Старая литература висит над нами, как тяжелый рок, как зловещий топор.
Мы должны сделать так, чтобы прекратились книги, где крестьяне только галдят, только беспорядочно перекатываются со страницы на страницу, треплются, мотаются — все на одно лицо: ведь это барин не различал их, как муравьев.
Характерно отметить, что почти все деревенские книги лишены завязки и развязки, лишены фабулы. Я думаю, что это происходит от литературного барства, которым мы все заражены. Ведь хорошая, интересная фабула — это признак уважения писателя к своему герою.
Ты ее дашь, тов. Кочин, в своей следующей книге; ты наметишь в ней центральных лиц повествования, как это делали Толстой, Чехов и Флобер, ты выбросишь, как мусор, ненужные разговорчики и разобьешь заклятый круг старой деревни, над которой топором нависла мертвая деревенская литература.
Серафимович А. Город в степи. Рецензия
«Город в степи» Серафимовича своей тематикой касается одного из важнейших этапов русского капитализма, а именно — 90-х годов. Финансовое грюндерство эпохи Витте, бурный рост железнодорожной сети, хищническое первоначальное накопление на фоне нищей деревни, лязг капиталистического железа под либеральный говорок интеллигенции, стихийное брожение рабочей массы в шорах «экономических требований» и т. д. Однако роман Серафимовича написан так, что, лишь устранив из него всех «действующих лиц» и все «литературные красоты» Серафимовича, можно разобраться — по фактическому остатку — в движущих силах эпохи.
Серафимович в своей книге культивирует ползучую прозу, облюбованную всей плеядой бытописателей пятого года. Неуклюжим посредником между ними и русским модернизмом был Л. Андреев.
Инженеры и рабочие у Серафимовича в равной степени погружены в облако липкой скуки, и вместо могучих, хотя бы и безобразных форм нарождающейся расколотой противоречиями жизни мы видим у Серафимовича канителящую и похотливо зевающую бытовщинку. Нельзя поверить, чтобы в рабочем железнодорожном поселке в южной русской степи — или где бы то ни было — люди только и делали, что крепко ругались, духовно харкали и плевались, надрывно исповедовались, цинично выворачивали себя наизнанку — или же, будучи трезвыми, истекали по существу пьяными мутными слезами.

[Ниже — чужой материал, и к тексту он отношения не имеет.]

PR #1377, opened 2019-04-18
Sort tabs with less steps

### LINKED ISSUE #1373: [Feature request] Sort tabs with less steps
Currently "Sort Tabs" command moves all tabs always, even if they don't need to be moved:
https://github.com/mozilla/multi-account-containers/blob/6f4d3c43274701e8c166f3ed80e4d453860fd31d/src/js/background/backgroundLogic.js#L278-L286

 * This operation produces too much tab moves. When there are too many tabs (for example, over 1000+) it may take much time.
 * It scrambles tabs unexpectedly and unnecessarily. It is critically dangerous on some kinds of addons like Tree Style Tab. 

So, instead only minimum tabs should be moved based on the algorithm of "diff". Actually [Tree Style Tab addon does that](https://github.com/piroor/treestyletab/blob/ce805bdfdd00d700400d98f17b57f4679de7c3ee/webextensions/background/tabs-move.js#L336). TST uses a [diff library ported from Python](https://github.com/piroor/treestyletab/blob/master/webextensions/common/diff.js), but there are more alternatives, for example:

* https://github.com/kpdecker/jsdiff
* https://github.com/jhchen/fast-diff
* https://johnresig.com/projects/javascript-diff-algorithm/

How about such an improvement?

piroor:
This should fix #1373,

### DIFF
--- a/src/js/.eslintrc.js
+++ b/src/js/.eslintrc.js
@@ -6,6 +6,7 @@ module.exports = {
     "assignManager": true,
     "badge": true,
     "backgroundLogic": true,
+    "differ": true,
     "identityState": true,
     "messageHandler": true
   }
--- a/src/js/background/backgroundLogic.js
+++ b/src/js/background/backgroundLogic.js
@@ -241,12 +241,12 @@ const backgroundLogic = {
     const windows = await browser.windows.getAll({populate: true});
     for (let windowObj of windows) { // eslint-disable-line prefer-const
       // First the pinned tabs, then the normal ones.
-      await this._sortTabsInternal(windowObj, true);
-      await this._sortTabsInternal(windowObj, false);
+      this._sortTabsInternal(windowObj, true);
+      this._sortTabsInternal(windowObj, false);
     }
   },
 
-  async _sortTabsInternal(windowObj, pinnedTabs) {
+  _sortTabsInternal(windowObj, pinnedTabs) {
     const tabs = windowObj.tabs;
     const sortedTabs = [];
     let offset = 0;
@@ -289,11 +289,6 @@ const backgroundLogic = {
       if (newIndex < 0)
         newIndex = beforeIds.length;
       let oldIndices = movingIds.map(id => sortedIds.indexOf(id));
-      // Reject already removed tabs.
-      movingIds = movingIds.filter((id, index) => oldIndices[index] > -1);
-      if (movingIds.length === 0)
-        continue;
-      oldIndices = oldIndices.filter(index => index > -1);
       if (oldIndices[0] < newIndex)
         newIndex--;
       browser.tabs.move(movingIds, {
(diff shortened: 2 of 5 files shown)


groovecoder:
This is a big addition and change ... will probably take a long while to get to review this. 😢

piroor:
Here are some additional information for reviewing:

* The largest addition `differ.js` is a ported version from [the `diff` module of npm](https://github.com/kpdecker/jsdiff). I just modified it to remove needless codes for this usecase.
* The differ detects three type differences: "added", "removed", and "unchanged". Rearranging of tabs is based on a logic:
   1. Prepare three arrays: initial order (`beforeIds`), final order (`afterIds`), and the current order (`sortedIds`: this is required because `tabs.move()` is asynchronous and we need to track the order of tabs after tab moves.)
   2. Extract only "added" differences. Any "removed" difference should be ignored, because no tab is removed while rearranging.
   3. Calculate destination position of "added" tabs, based on the current order (`sortedIds`).
   4. Move "added" tabs actually via `tabs.move()`.
   5. Update the current order (`sortedIds`) for the next calculation.

piroor:
Here is a blog post describing the logic: [How to sort tabs smartly on Firefox addons and Chromium extensions? - Qiita](https://qiita.com/piroor/items/5e338ec2799dc1d75e6f)

jonathanKingston:
In the article you mention that the native API tries to move tabs if it's not required. I haven't tested but the code in Firefox at least seems that isn't the case: https://searchfox.org/mozilla-central/rev/e7d9a8749303b39dadcc0e18ea0d60a570a68145/browser/base/content/tabbrowser.js#3710

I suspect the existing algorithm could be improved greatly:
- Reduce the move distance within the container by preferring to keep the tab's position
- Flatten the sort map to create an ordering array for all tabs in the window
- Call one move API operation per window for all tabs and await the move completing
- Sort the focused window first and then sort other windows after to reduce the feedback lag for users

If this difference algorithm still has improvements over that, perhaps we should be including it natively. It seems to me that just calling one api request `await browser.tabs.move([1,12,8,7,2....], {windowId});` would solve the problem greatly.

piroor:
Yes, Firefox doesn't move tab if the specified index is same to the current one. However, it is not well-optimized. This is a worst case example:

```javascript
// originally tabs are ordered as: [7,1,2,3,4,5,6]
browser.tabs.onMoved.addListener(tabId => console.log('moved ', tabId));
browser.tabs.move([1,2,3,4,5,6,7], { index: 0 });
```

This case actually triggers 6 tab moves as:

```
move  1
move  2
move  3
move  4
move  5
move  6
```

Such a case will happen for example when tabs 1-6 are opened with the "default" container and the tab 7 is opened with a specific container. I think that implementing a FMAC-specific algorithm to calculate the minimum tab moves on various cases looks hard, and this is the reason why I proposed the differential algorithm as the universal algorithm.

kendallcorner:
Thanks for this contribution. However, we don’t plan to merge this, and now that we’ve launched the [Sync](https://blog.mozilla.org/security/2020/02/06/multi-account-containers-sync/) functionality, we’re closing some open PRs to make room for a couple more bug-fixes and updates.

piroor:
OK, I agree that this approach costs too expensive for the purpose.

Hmm, but I still need something solution to solve problems from such bulk tab move on switching of visible tabs...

Всё это, конечно, лишь условность литературного веянья. Лично Серафимович тут ни в чем не повинен. Когда писатель вменяет себе в долг во что бы то ни стало «трагически вещать о жизни», но не имеет на своей палитре глубоких контрастирующих красок, а главное — лишен чутья к закону, по которому трагическое, на каком бы маленьком участке оно ни возникало, неизбежно складывается в общую картину мира, — он дает «полуфабрикат» ужаса или косности — их сырье, вызывающее у нас гадливое чувство и больше известное в благожелательной критике под ласковой кличкой «быта».
Серафимович пишет:
...прошел в столовую и поцеловал руку жены.
— Ну, я иду.
Та печально смотрела в окна.
— Какая тоска!..
Полынов вышел. Всё было мутно, точно стерлись очертания и пропали краски.
Мне кажется, простой белый лист чистой бумаги несравненно выразительнее этих строк. Мне кажется, что всякому позволено отказаться от поисков марксистского критерия в книге, не содержащей в себе даже намека на исторический кругозор.

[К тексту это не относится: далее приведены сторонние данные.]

PR #1564, opened 2017-11-13
cleaned encoding problems

DuyguA:
Some Turkish only letters had some kind of encoding problems. For instance line13 "altmýþ", is indeed line14 "altmış". I cleaned the duplicates that was led by this problem, also went over the word list once.

## Description

Deleted duplicate lines that look different but indeed the same word
Corrected some words
Go over all the words and see how inclusive is the list

### Types of change

An enhancement

## Checklist

- [x ] My changes don't require a change to the documentation, or if they do, I've added all required information.


ines:
Thanks a lot - this is super valuable! 👍 

I mostly copy-pasted the list from that open-source stop words collection when I set up the `Turkish`  template class and didn't check this properly. Sorry about that. 

Btw, if you have any other suggestions for Turkish (for example, abbreviations or contractions for the `tokenizer_exceptions.py`), let us know. It'd be so cool to get spaCy to support Turkish properly, and maybe even train a model in the future!

DuyguA:
I guessed so, copy pastes usually have encoding problems :)

Sure, I will work on tokenizer exceptions. I'll think of possible additions meanwhile.

Training models requires much more data than English, due to rich word forms. We can collobrate when the time comes :100:

Issue #1248, opened 2017-08-09
Tokenizer: -ing contraction parsed incorrectly


Jeiwan:
Spacy doesn't properly tokenize words with contracted '-ing' ending:
```python
import en_core_web_sm
nlp = en_core_web_sm.load()
doc = nlp("I'm lovin' it")
print(doc[1])
# 'm – CORRECT!
print(doc[1].lemma_)
# be – CORRECT!
print(doc[2])
# lovin – INCORRECT!
print(doc[2].lemma_)
# lovin – INCORRECT!
print(doc[2].pos_)
# ADJ – INCORRECT!
```

## Info about spaCy

* **spaCy version:** 1.9.0
* **Platform:** Darwin-16.4.0-x86_64-i386-64bit
* **Python version:** 3.6.2
* **Installed models:** en_core_web_sm

Is there a workaround?

honnibal:
Thanks!

ines:
Sorry, looks like we forgot to fix this in the tokenizer exceptions for v2.0 – just added it and it will be included in the next model release.

MathiasDesch:
I think there is actually not much of words having this contraction commonly. I believe "lovin'" was introduced by Mac Donald a few years ago and stayed until now. This contraction is actually not registered as official ones.

Therefore, I think it might be a solution to assume that it's the only case where it is correct or that this contraction can be made with all 'ing' ending verbs but not to have a list of exceptions. It means making change in the tokenizer. This seems to be doable to have a general rule for it.

ines:
@MathiasDesch Yeah, I agree – the only other common ones I can think of are maybe goin', doin' and havin'... although, if you're working with texts that use these colloquially (and not as part of slogans etc.), the apostrophe is probably also less common. So maybe those forms could be handled in the [new norm exceptions](https://spacy.io/usage/adding-languages#norm-exceptions), to make sure they receive the same representations as the full forms.

MathiasDesch:
My PR does not solve the POS related problem though. `Lovin'` is still predicted as an `ADJ`

ines:
@MathiasDesch Thanks so much for taking this on! And yeah, I assume the model likely hasn't seen any of those words during training, so it makes sense that spaCy still gets it wrong. 

[...]

PR #1566, opened 2017-11-13
Add exceptions to tokenizer and norm

MathiasDesch:
Add exceptions both in tokenizer and norm as discussed in #1248. This improve the parsing of some -ing verbs using not common contraction in `in`or `in'`

## Description
Should solve #1248
I am not sure if I should add an unittest for this specific case. If yes, I can totally do it.

### Types of change
Bug fix and enhancement. Changes are only on exceptions cases

## Checklist

I have tried on a small example and it seems to work fine.


ines:
Thanks, looks good! 

I actually ended up checking all additions without an apostrophe in a dictionary, just to make sure they're definitely not regular English words (to be honest, I was quite surprised that "goin" wasn't some quaint old term for... I dunno, a farming tool or something like that, haha)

Работа у Серафимовича кондовая, по-своему добротная. Он деловито ставит беллетристический сруб. Но краше в гроб кладут слово, чем оно бывает на казенной службе. Какие-то тени пьют, едят, чешутся, умничают, дерутся... Но никто не поверит, что стоило рожать, умирать, любить, носить имя, трудиться, стяжать, ненавидеть и позориться — каким бы то ни было людям, для того чтобы наплодил свою нежить, с сигнатурками имен и фамилий, солидный беллетрист.

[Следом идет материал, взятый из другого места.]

PR #1576, opened 2017-11-14
Actually reset caches in pipe [wip]

ligser:
## Description
After previous PR #1552, StirngStore not actually does any cleanup. It just erases keys to stale data, not the data itself. Now that behavior was fixed and StringStore cleans up correctly. 
Sorry for the inconvenience.

### Types of change
It is a bug fix.

## Checklist


ligser:
And again that does not work. Because of Tokenizer cache.

ligser:
Looks like there is no any simple solution.
String store is not only one method to access that map, also there is cache in Vocab (`_by_hash` and `_by_orth`) and Tokenizer(`_cache`) that store mapping between hash and string.

ligser:
I try to clean all caches when cleanup StringStore but think that solution looks ugly and hacky. If you decide to not accept that code I totally appreciate it.

ligser:
I need some suggestions here. My solution interrupts internal processes in spaCy. That might be the not best way to fix the problem. 

I see few ways:
* My solution that doing a hard cleanup of internal caches.
* Discard cleanup at all. Get `pipe` method back as it looks before fixed memory growth.
* Refactor internal caches to allow them cleanups correctly.

The last solution looks best. But it also requires more time to implement and deep dive into spaCy internals. I can try to implement it but before I done — cleanup did not work.
Maybe you already have some ideas how to do it, and my work concurrent with your)

honnibal:
@ligser Thanks for your work on this. I'm thinking about what to do.

This problem is one of the oldest in spaCy, e.g. see here: https://github.com/explosion/spaCy/issues/285 . So, don't feel bad that your fix had a problem :). Actually you got much further on this than anyone else, and as you saw my own fix to this was broken.

ligser:
I try to make the first option working (no more selective cleanup of tokenizer cache).
That code should be measured and if you would like — you can review and merge it.
I'll try to measure that by myself but if you already have a script to do that — you can just write result here.
I don't do performance measurements in python before. It can take some time for me.

ligser:
I still thinking about a more convenient fix but that one can be used as the hotfix to let the current solution just works.

honnibal:
I've been working on this recently. Try

    python -m spacy profile en_core_web_sm

There are some patches on master which may conflict with your changes. If you don't want to bother with that yet, you could just do `git cherry-pick 8d692771f68` to get the improvements to `spacy profile` into your branch.

After running the profiler, you may also be interested to do `pip install gprof2dot`. You can then run `ggprof2dot -f pstats Profile.prof -o callingGraph.dot` and view the `callingGraph.dot` with GraphViz. For the tokenizer this might not be necessary.

ligser:
I merge master from origin repo, ok!

ligser:
Oh! Looks like cache fix in tokenizer can allow me to get one more try to selective cleanup in the tokenizer.
Is there an available case to reproduce the bug with cache? Looks like I have the same problem in 
3e21680 but I cannot reproduce it.

ligser:
Profile shows promising results — 125 (without the fix) and 123(with it) seconds.

honnibal:
Merging this and looking more closely at it. Seems good so far -- many thanks!

honnibal:
I've added an option `cleanup` to `Language.pipe()`, which is set to `False` by default. This way we can avoid problems while we test this more thoroughly.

Серафимович литературно реакционен, потому что он солиден. Прошу не смешивать солидность с серьезностью. В серьезности я вижу залог уважения к миру, в ней предчувствие возмужалости и полноты знания. Иное дело — солидность. Так полагается. Ешь и думай. Читай и думай. И благодари. Помни, что каждый кусок, который ты глотаешь, — литература.
Напрасно думают, что это нужно массовому читателю — рабочим и крестьянам. Сам читатель так вовсе не «полагал». За него так положили в салонах — полузнания и полумысли. И пишут бытовые полотна у него на спине. Станковая живопись. Вот он и мнет и ломит шапку, как мастеровой человек в день получки в конторе кондовой русской беллетристики. Ей же нет в мире равной по тому, как она в грош не ставит читательский труд и терпенье... У нее своя забота! Какое величье! Отдаете ли вы себе отчет в ассортименте принудительных образов, которые прут из жерла реалистической смертушки-литературы?